Professor of Practice of Medicine, University of Aberdeen
- In office 1891–1912

Personal details
- Born: 1 September 1840 Glasgow, Scotland
- Died: 4 November 1923 (aged 83) Helensburgh, Dunbartonshire, Scotland
- Occupation: Physician

= David White Finlay =

Scottish physician and yachtsman

David White Finlay (1 September 1840 – 4 November 1923) was a Scottish physician and yachtsman. He was Regius Professor of Medicine at Aberdeen University 1891 to 1912. He was Honorary Physician to the King in Scotland to both King Edward VII and King George V.

==Life==

He was born at 6 Ure Place in Glasgow on 1 September 1840, the son of James Finlay, a partner in the firm of Finlay & Neilson. He attended Glasgow High School before studying medicine at Glasgow University graduating BA in 1860 and gaining his doctorate (MD) in 1864. After some years of foreign travel and further studies (including Vienna) he settled in London in 1873. He then worked in St James and St Georges Dispensary, and in the Stone Hospital before moving to the Middlesex Hospital. In 1881 he began lecturing in both Forensic Medicine. In 1883 he undertook a Diploma in Public Health at Cambridge University adding this to his lecturing thereafter, and then added Practical Medicine to his repertoire in 1884.

In 1891 he gained a chair at Aberdeen University and left London. He also took on a role as Physician at Aberdeen Royal Infirmary. In 1899 he was elected a Fellow of the Royal Society of Edinburgh. His proposers were Sir William Thomson, Lord Kelvin, John Gray McKendrick, John Glaister and Sir Thomas Oliver. He served on the General Medical Council from 1901 to 1911. In 1907 he became Dean of the Faculty of Medicine at Aberdeen.

In 1912 he retired to Helensburgh but came out of retirement in 1914 to assist during the First World War serving at the Scottish National Red Cross Hospital in Bellahouston at the rank of Lt Colonel in the Royal Army Medical Corps.

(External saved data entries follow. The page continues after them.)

PR #215, opened 2024-08-14
Improve description of neuropixels calibration files

### LINKED ISSUE #200: More information on ADC calibration files and gain calibration files for NP headstages
image
I think we need more information on where ADC calibration files and gain calibration files come from. They have to ask IMEC for these, and the file names must match the serial number of their Neuropixels probe. Perhaps with an admonition about how they shouldn't change those calibration file names?

jonnew:
- More explaination
- More emphasis on their importance
- Path to getting a new one if yours is lost
- Fixes #200

### DIFF
--- a/OpenEphys.Onix1/ConfigureNeuropixelsV1e.cs
+++ b/OpenEphys.Onix1/ConfigureNeuropixelsV1e.cs
@@ -90,8 +90,11 @@ namespace OpenEphys.Onix1
         /// Gets or sets the path to the gain calibration file.
         /// </summary>
         /// <remarks>
-        /// Each probe must be provided with a gain calibration file that contains calibration data
-        /// specific to each probe. This file is mandatory for accurate recordings.
+        /// Each probe is linked to a gain calibration file that contains a gain adjustments determined by IMEC during
+        /// factory testing. Electrode voltages are scaled using these values to ensure they can be accurately compared
+        /// across probes. Therefore, using the correct gain calibration file is mandatory to create standardized recordings.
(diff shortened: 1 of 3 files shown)


cjsha (approved):
### typo

"contains a gain adjustments". Change to "contains gain adjustments" or "contains a gain adjustment"

### Other comments/suggestions

The rest of this comment is nitpicks. I don't feel strongly about anything below so feel free to pick and choose what looks good to you and merge.

Though it's sorta implied in your text already, it might be worth explaining this explicitly:

> Calibration files are probe-specific and not interchangeable across probes. Calibration file names must contain the serial number of the corresponding probe and should not be changed from the factory-given name to avoid confusion.

You have:

> Electrode voltages are scaled using these values to ensure they can be accurately compared across probes. Therefore, using the correct gain calibration file is mandatory to create standardized recordings. 

I suggest something like:

> Using the correct calibration file is mandatory for Neuropixels to take calibrated measurements and be able to produce useful/meaningful data. 

^ I think my text above is more emphatic about setting the correct calibration file. However, it lacks some under-the-hood explanation that your text has.

My preference is to remove the stricken out text:

> If you have lost track of the gain calibration file for your probe, ~~you can~~ email IMEC at neuropixels.info@imec.be with the probe serial number to retrieve a new copy.

I didn't comment with line numbers bc these things I brought up repeat on a few different lines

jonnew:
Addressed these in the latest commit. Accepted most. Disregarded "useful/meaningful" vesus "standardized" for gain calibration because later is actually the case.

PR #216, opened 2024-08-14
Expose headstage port status data stream

### LINKED ISSUE #156: Use FMC Link Controller data stream
Aside from controlling port voltages, setting passthough vs normal mode, etc the [FMC Link Controller](https://open-ephys.github.io/onix-docs/Hardware%20Guide/Datasheets/fmc-link-control.html) exposes a data stream that is useful for monitoring port state. 

https://open-ephys.github.io/onix-docs/Hardware%20Guide/Datasheets/fmc-link-control.html#device-to-host-data-frames

This provides information on e.g. the loss of lock or deserialization parity check failures. AFIAK, this stream is not currently used in the library. It would be a very nice thing to have access to in terms of a savable data stream that can be used both for diagnoistic reasons and for potentially taking action within the library to e.g. automatically attempt to re-establish lock.

Im not sure where such a device really belongs -- currently the register access portion of the device is used but hidden inside headstage aggregates. I really like this and want to preserve that. But it kinda conflicts with then creating a Data node that is linked to --- what?

jonnew:
- Fixes #156
- I feel that FmcLinkController  and ConfigureFmcLinkController should be renamed PortController and ConfigurePortController, respectively to match their implicity configurate via the "Port" property in headstages and miniscopes, as well as their labelling on the hardware

### DIFF
--- a/OpenEphys.Onix1/ConfigureNeuropixelsV2eLinkController.cs
+++ b/OpenEphys.Onix1/ConfigureNeuropixelsV2eLinkController.cs
@@ -29,7 +29,7 @@ namespace OpenEphys.Onix1
 
         void SetVoltage(DeviceContext device, double voltage)
         {
-            device.WriteRegister(FmcLinkController.PORTVOLTAGE, 0);
+            device.WriteRegister(PortController.PORTVOLTAGE, 0);
             Thread.Sleep(200);
             device.WriteRegister(FmcLinkController.PORTVOLTAGE, (uint)(10 * voltage));
             Thread.Sleep(200);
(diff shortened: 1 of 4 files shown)


OpenEphys.Onix1/ConfigureNeuropixelsV2eLinkController.cs
```diff
@@ -29,7 +29,7 @@ protected override bool ConfigurePortVoltage(DeviceContext device)
 
         void SetVoltage(DeviceContext device, double voltage)
         {
-            device.WriteRegister(FmcLinkController.PORTVOLTAGE, 0);
+            device.WriteRegister(PortController.PORTVOLTAGE, 0);
```
jonnew, line 32: This is a mistake. I tried to leave this change for the discussion and instead broke the code.

PR #217, opened 2024-08-15
Expose headstage port status data stream

### LINKED ISSUE #156: Use FMC Link Controller data stream

jonnew:
- Fixes #156
- Rename `*FmcLink*` to `*Port*`
- Improve error string when SERDES lock cannot be established
- Move PortName enum into ConfigurePortController.cs

### DIFF
--- a/OpenEphys.Onix1/ConfigureHeadstage64.cs
+++ b/OpenEphys.Onix1/ConfigureHeadstage64.cs
@@ -5,13 +5,13 @@ using System.Threading;
 namespace OpenEphys.Onix1
 {
     /// <summary>
-    /// A class that configures an ONIX headstage-64 in the specified port.
+    /// A class that configures an ONIX headstage-64 on the specified port.
     /// </summary>
     [Description("Configures an ONIX headstage-64 in the specified port.")]
     public class ConfigureHeadstage64 : MultiDeviceFactory
     {
         PortName port;
-        readonly ConfigureHeadstage64LinkController LinkController = new();
+        readonly ConfigureHeadstage64PortController LinkController = new();
 
         /// <summary>
         /// Initializes a new instance of the <see cref="ConfigureHeadstage64"/> class.
@@ -136,7 +136,7 @@ namespace OpenEphys.Onix1
             yield return OpticalStimulator;
         }
 
-        class ConfigureHeadstage64LinkController : ConfigureFmcLinkController
+        class ConfigureHeadstage64PortController : ConfigurePortController
         {
             protected override bool ConfigurePortVoltage(DeviceContext device)
             {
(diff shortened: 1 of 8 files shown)


OpenEphys.Onix1/ConfigureHeadstage64.cs
```diff
@@ -5,13 +5,13 @@
...
     /// <summary>
-    /// A class that configures an ONIX headstage-64 in the specified port.
+    /// A class that configures an ONIX headstage-64 on the specified port.
     /// </summary>
     [Description("Configures an ONIX headstage-64 in the specified port.")]
     public class ConfigureHeadstage64 : MultiDeviceFactory
     {
         PortName port;
-        readonly ConfigureHeadstage64LinkController LinkController = new();
+        readonly ConfigureHeadstage64PortController LinkController = new();
```
bparks13, line 14: Is it worth updating the name of the variable itself to reflect the class name change?

OpenEphys.Onix1/ConfigureNeuropixelsV1eHeadstage.cs
```diff
@@ -5,13 +5,13 @@
...
     /// <summary>
-    /// A class that configures a NeuropixelsV1e headstage.
+    /// A class that configures a NeuropixelsV1e headstage on the specified port.
     /// </summary>
     [Description("Configures a NeuropixelsV1e headstage.")]
     public class ConfigureNeuropixelsV1eHeadstage : MultiDeviceFactory
     {
         PortName port;
-        readonly ConfigureNeuropixelsV1eLinkController LinkController = new();
+        readonly ConfigureNeuropixelsV1ePortController LinkController = new();
```
bparks13, line 14: Same as above

bparks13 (approved):
Looks good on my end, just a comment on whether or not to change the variable names to match.

OpenEphys.Onix1/ConfigureHeadstage64.cs
jonnew: I considered this but `PortController` would conflict with the type of the same name. I was thinking about it and then gave up. If you have an idea for replacement ill take it.

PR #220, opened 2024-08-15
Implement ConfigureNeuropixelV1/2eBno055.Enable

### LINKED ISSUE #191: ConfigureNeuropixelsV2eBno055.Enable has no effect
This also is true of `ConfigureNeuropixelsV1eBno055.Enable `. Basically the property has no effect the `Process` method and is not attached to `DeviceInfo` for use in the Data node:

He died in Helensburgh on 4 November 1923.

==Publications==

- Reminiscences of Yacht Races and some Racing Yachts (1910)

==Family==
David White Finlay was born on 1 September 1840 to James Finlay (died 13/5/1849) and Isabella White. He had 4 brothers, John (1830-1854), Alexander (1833-1895), James (1836-1910) and William Neilson (1842-1903). John died aged 23 in Malta when on a trip to the Holy Land. Alexander was a Seascape Painter. James was a GP in Helensburgh when A J Cronin (writer of Dr. Finlay's Casbook) was in his youth in Helensburgh.
In Aug 1878 in Marylebone, London David married Catherine Mary Thompson, daughter of the shipowner, Stephen Thompson. They had four sons and four daughters viz. Ronald Stephen (1879-1884), Brenda Mary (1880-1952), Kenneth George ( 1882-1974), James (1884-1884), Oliver (1884-1950), Ruth Averill (1885-1937), Lesley (1886-1923) and Marjorie Niven (1889-1980). Both David's parents died when he was young. His stepmother, Jane Niven, a native of Kirkoswald, brought up the 5 boys. David is buried in Helensburgh Cemetery with his wife and six of his eight children (excepting Ruth and Marjorie). His brother, James, and his stepmother, Jane Niven, are buried next to his grave. His son, Kenneth, composed several hymn tunes viz. Ayrshire, Finnart, Garelochside, Glenfinlas, Hamilton, Helensburgh, Land of our Birth, Praise to God and West Burn.